The next conceptual chapter sequence, Chapters 39 through 41, is more about “belonging” and “exclusion”, or likeness and difference, which in this context seem to connote very much the same. Between belonging and exclusion there lies a middle ground of those who might come to belong or might be excluded. Chapter 39 deals with social structures, mostly of inclusion, and the reorganization of these structures. People tend to trust members of groups to which they belong rather than members of groups from which they are excluded. Why? The chapter leads toward a discussion of methods of inclusion, such as delighting in the same kind of music and dance, or of exclusion, such as the creation of shibboleths.
Chapter 40 looks more closely at the constructs of “Us” and “Them” that are likely to be in conflict, each perceiving for their own “Us” to be generally perceived as better than the others, the “Them”. If both groups perceive the same group to be “better”, the other is likely to be bullied. As examples, we use a school classroom, colonial expansion, rural and urban political disparity, and income disparity. The bad things that happen to members of either group (significant disturbances to their controlled perceptions) are likely to be perceived as having been caused by the other group as a whole, and the appropriate control actions involve inter-group interactions.
The Chapter then concludes with a discussion of the effect of group interactions with aliens whose cultures differ in unfamiliar ways, whether the alien is an isolated individual, a refugee group, or simple immigrants. The results of such intergroup interactions might be beneficial (hybrid vigour in the form of vivified development of creative autocatalytic networks) or detrimental (combative “my way is right and yours is wrong” conflict). The Middle Ground, in all these cases, allows an individual to perceive atenfels, routes by which they may avoid conflict and perhaps move from one polarized group to the other.

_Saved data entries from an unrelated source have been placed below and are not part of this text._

PR #7263, opened 2024-05-06
Run same rule multiple times with different configuration

### LINKED ISSUE #6738: Add the option to instantiate the same rule more than once

BraisGabin:
With this PR we finally are able to run the same run multiple times with different configurations.

The most important part to discuss, I think, is if we like how those new instances are configured.

Right now if you want to create a new instance of the same rule you should add on your `detekt.yml` something like this:

```yaml
styles:
  ForbiddenImport/compose:
    active: true
    ...
```

Close #6738

### DIFF
--- a/detekt-core/src/main/kotlin/io/gitlab/arturbosch/detekt/core/Analyzer.kt
+++ b/detekt-core/src/main/kotlin/io/gitlab/arturbosch/detekt/core/Analyzer.kt
@@ -97,15 +97,23 @@ internal class Analyzer(
             .flatMap { (ruleSet, ruleSetConfig) ->
                 ruleSetConfig.subConfigKeys()
                     .asSequence()
-                    .mapNotNull { runCatching { Rule.Name(it) }.getOrNull() }
-                    .mapNotNull { ruleName ->
-                        ruleSet.rules[ruleName]?.let { it to ruleSetConfig.subConfig(ruleName.value) }
+                    .mapNotNull { ruleId ->
+                        extractRuleName(ruleId)?.let { ruleName -> ruleId to ruleName }
                     }
-                    .filter { (_, config) -> config.isActiveOrDefault(false) }
-                    .filter { (_, config) -> config.shouldAnalyzeFile(file, settings.spec.projectSpec.basePath) }
-                    .map { (ruleProvider, config) ->
+                    .mapNotNull { (ruleId, ruleName) ->
+                        ruleSet.rules[ruleName]?.let { ruleProvider ->
+                            RuleDescriptor(
+                                ruleProvider = ruleProvider,
+                                config = ruleSetConfig.subConfig(ruleId),
+                                ruleId = ruleId,
+                            )
+                        }
+                    }
+                    .filter { (_, config, _) -> config.isActiveOrDefault(false) }
+                    .filter { (_, config, _) -> config.shouldAnalyzeFile(file, settings.spec.projectSpec.basePath) }
+                    .map { (ruleProvider, config, ruleId) ->
                         val rule = ruleProvider(config)
-                        rule.toRuleInstance(rule.ruleName.value, ruleSet.id) to rule
+                        rule.toRuleInstance(ruleId, ruleSet.id) to rule
                     }
             }
             .filterNot { (ruleInstance, rule) ->
@@ -144,6 +152,11 @@ internal class Analyzer(
             }
     }
 }
+
+internal fun extractRuleName(key: String): Rule.Name? =
+    runCatching { Rule.Name(key.split("/", limit = 2).first()) }.getOrNull()
+
+private data class RuleDescriptor(val ruleProvider: (Config) -> Rule, val config: Config, val ruleId: String)
 
 private fun List<Finding>.filterSuppressedFindings(rule: Rule, bindingContext: BindingContext): List<Finding> {
     val suppressors = buildSuppressors(rule, bindingContext)
--- a/detekt-core/src/test/kotlin/io/gitlab/arturbosch/detekt/core/AnalyzerSpec.kt
+++ b/detekt-core/src/test/kotlin/io/gitlab/arturbosch/detekt/core/AnalyzerSpec.kt
@@ -136,6 +136,30 @@ class AnalyzerSpec(val env: KotlinCoreEnvironment) {
         }
 
         @Test
+        fun `with multiple instances of same rule`() {
+            val testFile = path.resolve("Test.kt")
+            val output = StringPrintStream()
+            val settings = createProcessingSettings(
+                testFile,
+                yamlConfigFromContent(
+                    """
+                        custom:
+                          MaxLineLength/foo:
+                            active: true
+                            maxLineLength: 30
+                          MaxLineLength/bar:
+                            active: true
+                            maxLineLength: 30
+                    """.trimIndent()
+                ),
+                outputChannel = output,
+            )
+            val analyzer = Analyzer(settings, listOf(CustomRuleSetProvider()), emptyList())
+
+            assertThat(settings.use { analyzer.run(listOf(compileForTest(testFile))) }).hasSize(2)
+        }
+
+        @Test
         fun `with findings and context binding`() {
             val testFile = path.resolve("Test.kt")
             val output = StringPrintStream()
--- a/detekt-core/src/test/resources/config_validation/rule-id.yml
+++ b/detekt-core/src/test/resources/config_validation/rule-id.yml
@@ -1,0 +1,8 @@
+style:
+  active: true
+  WildcardImport:
+    active: true
+  WildcardImport/extra:
+    active: true
+  WildcardImport/extra2:
+    active: true
--- a/detekt-tooling/src/main/kotlin/io/github/detekt/tooling/api/spec/RulesSpec.kt
+++ b/detekt-tooling/src/main/kotlin/io/github/detekt/tooling/api/spec/RulesSpec.kt
@@ -67,6 +67,6 @@ interface RulesSpec {
         /**
          * Run a single rule.
          */
-        class RestrictToSingleRule(val ruleSetId: RuleSet.Id, val ruleName: Rule.Name) : RunPolicy()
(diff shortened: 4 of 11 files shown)


cortinico:
> And it produces this output:

The output has rule ids like `[ForbiddenImport/AtTestCode]` while in your config you have `ForbiddenImport/2` and `/3`. I assume that's a mistake

detekt-core/src/main/kotlin/io/gitlab/arturbosch/detekt/core/Analyzer.kt
```diff
@@ -27,6 +27,19 @@ import org.jetbrains.kotlin.resolve.BindingContext
...
 
+private data class RuleDescriptor(val ruleInstanceId: String, val ruleName: Rule.Name) {
+    companion object {
+        fun fromKey(key: String): RuleDescriptor {
+            val split = key.split("/", limit = 2)
+            return if (split.size == 1) {
+                RuleDescriptor(key, Rule.Name(key))
+            } else {
+                RuleDescriptor(key, Rule.Name(split[0]))
+            }
```
cortinico, line 38:
```suggestion
            return RuleDescriptor(key, Rule.Name(split.first()))
```

config/detekt/detekt.yml
```diff
@@ -1,3 +1,6 @@
+config:
+  validation: false
```
cortinico, line 2: Why this?

detekt-api/src/main/kotlin/io/gitlab/arturbosch/detekt/api/Rule.kt
```diff
@@ -101,19 +98,13 @@ open class Rule(
 
     /**
      * Reports a single code smell finding.
-     *
-     * Before adding a finding, it is checked if it is not suppressed
-     * by @Suppress or @SuppressWarnings annotations.
      */
     fun report(finding: Finding) {
-        val ktElement = finding.entity.ktElement
-        if (ktElement == null || !ktElement.isSuppressedBy(ruleId, aliases, ruleSetId)) {
```
cortinico, line 110: Q: what happened to this?

cortinico (commented):
I really like this :D

BraisGabin:
> > And it produces this output:
> 
> The output has rule ids like `[ForbiddenImport/AtTestCode]` while in your config you have `ForbiddenImport/2` and `/3`. I assume that's a mistake

Indeed. Copy&paste error. I fixed it now.

config/detekt/detekt.yml
BraisGabin: The validation code doesn't know about this type of config keys yet. I need to implement that. I disabled it just to make it work for now. As I said this is still not ready to merge. I just wanted to share it to show that this is near to be done.

detekt-api/src/main/kotlin/io/gitlab/arturbosch/detekt/api/Rule.kt
BraisGabin: #7101

BraisGabin:
@detekt/maintainers This PR is ready to review and I think that this one should get multiple eyes on it.

cortinico (approved):
LGTM 👍 We need docs for this also :)

schalkms (approved):

detekt-core/src/main/kotlin/io/gitlab/arturbosch/detekt/core/Analyzer.kt
```diff
@@ -145,6 +154,11 @@ internal class Analyzer(
     }
 }
 
+internal fun extractRuleName(key: String): Rule.Name? =
+    runCatching { Rule.Name(key.split("/", limit = 2).first()) }.getOrNull()
```
TWiStErRob, line 158: Is there a way to get better DX here? In what cases can this throw and return null? If I read it correctly it'll simply ignore the rule. Should we fail when config is incorrect rather than let the user scratch their head why things are "not working". I guess the Rule.Name validation was there before, but now the runCatching can fail due to 2 reasons. Consider to get back "original" behavior:

```suggestion
    val name = key.split("/", limit = 2).first()
    return runCatching { Rule.Name(name) }.getOrNull()
```

detekt-core/src/test/resources/config_validation/rule-id.yml
```diff
@@ -0,0 +1,8 @@
+style:
+  active: true
+  WildcardImport:
+    active: true
+  WildcardImport/extra:
```
TWiStErRob, line 5: (Probably the wrong place to flag it, but wanted to start a thread.)

Is this syntax suppress-compatible, i.e. can I suppress a specific instance of a rule? Can IDEA handle it?

Will this work and only suppress the `extra` instance?
```
@file:Suppress("WildcardImport/extra")
```

Will this work and suppress all the instances?
```
@file:Suppress("WildcardImport")
```

How can I suppress only the default instance, and not the extras?
```
@file:Suppress("WildcardImport/default")
```

detekt-tooling/src/main/kotlin/io/github/detekt/tooling/api/spec/RulesSpec.kt
```diff
@@ -62,6 +62,6 @@ interface RulesSpec {
         /**
          * Run a single rule.
          */
-        class RestrictToSingleRule(val ruleSetId: RuleSet.Id, val ruleName: Rule.Name) : RunPolicy()
+        class RestrictToSingleRule(val ruleSetId: RuleSet.Id, val ruleId: String) : RunPolicy()
```
TWiStErRob, line 65: Could this be a value-class that is pre-split, or at least hides the complexity of `split("/", 2).first()` in a `val`?
```suggestion
        class RestrictToSingleRule(val ruleSetId: RuleSet.Id, val ruleId: Rule.Id) : RunPolicy()
```

detekt-core/src/test/resources/config_validation/rule-id.yml
BraisGabin: `@file:Suppress("WildcardImport")` This only suppress the default one (if it exists)

BraisGabin: Yes. It you can give them the same alias to those 3 and use that.

I don't see a real scenario where suppressing all the rules of the same name is a good idea. But if someone end up with an issue like that we could implement wildcards `RuleName/*` or something like that. But I prefer not to do that until a real use case appears.

detekt-core/src/main/kotlin/io/gitlab/arturbosch/detekt/core/Analyzer.kt
atulgpt: Are we not allowing `/` in original rule id? Also instead of `runCatching { Rule.Name(key.split("/", limit = 2).first()) }.getOrNull()` can we do `Rule.Name(key.split("/", limit = 2).firstOrNull()`

detekt-core/src/test/kotlin/io/gitlab/arturbosch/detekt/core/AnalyzerSpec.kt
```diff
@@ -135,6 +135,30 @@ class AnalyzerSpec(val env: KotlinCoreEnvironment) {
...
+        @Test
+        fun `with multiple instances of same rule`() {
+            val testFile = path.resolve("Test.kt")
+            val output = StringPrintStream()
+            val settings = createProcessingSettings(
+                testFile,
+                yamlConfigFromContent(
+                    """
+                        custom:
+                          MaxLineLength/foo:
```
atulgpt, line 147: one TC should be there with `MaxLineLength/foo/bar` and one with `MaxLineLength/`(no value after `/`) I think latter should be error in validation

BraisGabin: I refactored a bit the code related with this on #7468. Now I have unit test for those cases in the creation of `Rule.Id`. So we don't need to ad even more tests to `AnalyzerSpec`. But really good call, thanks!

detekt-tooling/src/main/kotlin/io/github/detekt/tooling/api/spec/RulesSpec.kt
BraisGabin: I did these changes at #7468

detekt-core/src/main/kotlin/io/gitlab/arturbosch/detekt/core/Analyzer.kt
BraisGabin: Same, I did these changes at #7468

Chapter 41 discusses a different class of alien entirely — the robot as it might become decades or centuries from now. The Chapter deals with “bots” and “botnets”, as well as with physically embodied robots. What does it mean to be “autonomous”, as we believe we are? Is an “autonomous” vacuum cleaner such as those even now being sold, really autonomous? Could they develop consciousness and self-consciousness, empathy with organic living things, and emotions? If not, why not? And is there any reason why robotic intelligence should function in any way as does human “intelligence”. If it did, would robots be a beneficial addition to organic ecologies, beneficial implying the enhancement of the Worth of living control systems? Or would they evolve to become the feared tyrants of much science-fiction?
[Apart from Chapter 45 on political parties, the remaining chapters, currently intended to be Chapters 43 through 46 plus an Epilogue, are only written in parts. I omit them here because they might well change substantially in structure and content as the book progresses toward completion.]